Поначалу Дюверье даже не понял. Он жестоко скучал в этой спальне, потому что всю ночь возвращался мыслями к Клариссе. Решительно, самым разумным было помириться с женой; но та, другая, была большая забавница, до чего смешно она каким-то мальчишеским движением скидывала рубашку через голову… И, вперив в умирающего невидящие глаза, перед которыми словно бы вновь проходила та прелестная картинка, он думал, что отдал бы все, чтобы еще хоть раз обладать Клариссой. Теофилю пришлось повторить свой вопрос.
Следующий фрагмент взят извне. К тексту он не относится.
PR #421, opened 2023-08-16
remove MSA installNS on ManagedClusterAddOn

tesshuflower:
Do not set spec.installNamespace on managed-serviceaccount ManagedClusterAddOn when creating it.

For: https://issues.redhat.com/browse/ACM-6967

### DIFF
--- a/controllers/pre_backup.go
+++ b/controllers/pre_backup.go
@@ -247,9 +247,7 @@ func prepareImportedClusters(ctx context.Context,
 			}
 
 			alreadyCreated := false
-			installNamespace := ""
 			for addon := range addons.Items {
-				installNamespace = addons.Items[addon].Spec.InstallNamespace
 				if addons.Items[addon].Name == msa_addon {
 					alreadyCreated = true
 					break
@@ -259,7 +257,7 @@ func prepareImportedClusters(ctx context.Context,
 				msaAddon := &addonv1alpha1.ManagedClusterAddOn{}
 				msaAddon.Name = msa_addon
 				msaAddon.Namespace = managedCluster.Name
-				msaAddon.Spec.InstallNamespace = installNamespace
+				// Not setting msaAddon.Spec.InstallNamespace - will leave default
 				labels := map[string]string{
 					msa_label: msa_service_name,
 				}
--- a/controllers/schedule_controller_test.go
+++ b/controllers/schedule_controller_test.go
@@ -460,6 +460,37 @@ var _ = Describe("BackupSchedule controller", func() {
 					autoImportSecret.GetLabels()["cluster.open-cluster-management.io/backup"] == "msa"
 			}, timeout, interval).Should(Equal(rhacmBackupSchedule.Spec.UseManagedServiceAccount))
 
+			// validate that the managedserviceaccount ManagedClusterAddOn is created for managed clusters since
+			// useManagedServiceAccount is true
+			var managedSvcAccountMCAOs []addonv1alpha1.ManagedClusterAddOn
+			for i := range managedClusters {
+				// managed-serviceaccount ManagedClusterAddOn should not be created for local-cluster
+				if managedClusters[i].GetName() != "local-cluster" {
+					managedSvcAccountMCAOs = append(managedSvcAccountMCAOs, addonv1alpha1.ManagedClusterAddOn{
+						ObjectMeta: metav1.ObjectMeta{
+							Name:      msa_addon,
+							Namespace: managedClusters[i].GetName(),
+						},
+					})
+				}
+			}
+			Eventually(func() error {
+				for i := range managedSvcAccountMCAOs {
+					err := k8sClient.Get(ctx, client.ObjectKeyFromObject(&managedSvcAccountMCAOs[i]),
+						&managedSvcAccountMCAOs[i])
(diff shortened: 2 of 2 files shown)


tesshuflower:
@zhujian7  Could I get you to take a look at the change in pre_backup.go and let me know if this is ok?  Essentially if the managedclusteraddon for managed-serviceaccount does not already exist, this change will create a new one and NOT set spec.installNamespace.

This assumes the managed-serviceaccount ManagedClusterAddOn controller will handle this and properly set the default. Is that assumption correct?

controllers/pre_backup.go
```diff
@@ -259,7 +257,7 @@ func prepareImportedClusters(ctx context.Context,
 				msaAddon := &addonv1alpha1.ManagedClusterAddOn{}
 				msaAddon.Name = msa_addon
 				msaAddon.Namespace = managedCluster.Name
-				msaAddon.Spec.InstallNamespace = installNamespace
+				// Not setting msaAddon.Spec.InstallNamespace - will leave default
```
zhujian7, line 260: I think keep it empty is ok since there is a [default value](https://github.com/open-cluster-management-io/api/blob/2b2399b5f6e88e28a962aa82307ccc00bc492009/addon/v1alpha1/types_managedclusteraddon.go#L39): "open-cluster-management-agent-addon" (added from ACM 2.7)

controllers/pre_backup.go
```diff
@@ -259,7 +257,7 @@ func prepareImportedClusters(ctx context.Context,
 				msaAddon := &addonv1alpha1.ManagedClusterAddOn{}
```
zhujian7, line 257: Is it possible to also update the install namespace of the existing managed-serviceaccount addon created by the backup operator?

zhujian7: I saw there is a label in backup-operator code, line 261 - line 263:
```
				labels := map[string]string{
					msa_label: msa_service_name,
				}
```
If this can indicate that the managed-serviceaccount addon was created by DR?

tesshuflower: @zhujian7 the problem is that this label is kind of generic (it's just "authentication.open-cluster-management.io/is-managed-serviceaccount": "auto-import-account") so I'm not sure if it can be added by others as well.  I don't know this history of why this label was applied.

There is also still the question of whether it's safe for us to change the namespace.  Is this something that won't cause any issues?  If the namespace must be fixed, I'd prefer this is implemented & tested in the managed service account addon itself, rather than backup&restore needing to figure out all the permutations of changing on clusters  out there.  I'm not clear on whether we can simply change the installNamespace on this addon (I assume we'd reset it to "") if it's already set to something non-standard.

zhujian7: Hi @tesshuflower , sorry to make you confused, let me give some background and try to answer your questions:

> There is also still the question of whether it's safe for us to change the namespace. Is this something that won't cause any issues?

I tested changing the install namespace, it will delete the agent in the old ns, and create another one in the new ns. and **the old ns (in the customer case "openshift-storage") will be deleted**. but after changing it to "open-cluster-management-agent-addon", deleting the addon will not trigger to delete the "open-cluster-management-agent-addon" ns, once [this](https://github.com/open-cluster-management-io/managed-serviceaccount/pull/74) is merged. (I can test again tomorrow if you're worried)

> If the namespace must be fixed, I'd prefer this is implemented & tested in the managed service account addon itself

For 2.7 and 2.8, it is not required to be a fixed value, it is configurable, but deleting the addon will trigger to delete the install ns, so I submit a PR to [not delete the ns if it is the default ns](https://github.com/stolostron/managed-serviceaccount/pull/36) to address the customer issue we have now. why do not we orphan any ns no matter what name it is but just the "open-cluster-management-agent-addon", because the namespace created by enabling the managed-serviceaccount addon should be deleted when disabling the addon, for example, if the install ns is set to "open-cluster-management-service-account", enabling the addon will create the ns on the managed cluster, it should not remain when deleting the addon. So we recommend changing the ns to empty/default "open-cluster-management-agent-addon".


For 2.9, because we are planning to change it to a template-type addon, unfortunately, there are some issues we can not address now, as a result, we want to only support a fixed value in 2.9, but in the future, it should be configurable. And I think it is still not decided to change it to a fixed value before Train 6 starts, I am collecting feedback from managed serviceaccount users, if you strongly disagree, I think we can stop changing it. cc @qiujian16 

> rather than backup&restore needing to figure out all the permutations of changing on clusters out there.

sorry, I don't quite understand this, Could you give more explanations?

I hope this helps. And any suggestions or other questions are welcome.

zhujian7:
> I think we were hoping to commit this change relatively soon as the ODF team is doing testing using pre-release ACM 2.9 and would like the change. 

OK, got it, I am working on it [for 2.9](https://github.com/open-cluster-management-io/managed-serviceaccount/pull/74) train 5

zhujian7:
> I am working on it https://github.com/open-cluster-management-io/managed-serviceaccount/pull/74 train 5

based on the new [discussion](https://issues.redhat.com/browse/ACM-6864?focusedId=22838608&page=com.atlassian.jira.plugin.system.issuetabpanels%3Acomment-tabpanel#comment-22838608), I don't think we can fix this in Train 5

На сей раз советник растерянно ответил:
– Я осведомился у господина Ренодена. Завещания нет.
– А здесь?
– Ни здесь, ни у нотариуса.
Теофиль перевел взгляд на Огюста: этого стоило ожидать. Эти Дюверье все обшарили. Клотильда перехватила его взгляд и рассердилась на мужа. Что с ним? Неужто горе притупило его бдительность? И добавила:
– Разумеется, папа сделал то, что должен был сделать… К сожалению, мы слишком скоро об этом узнаем…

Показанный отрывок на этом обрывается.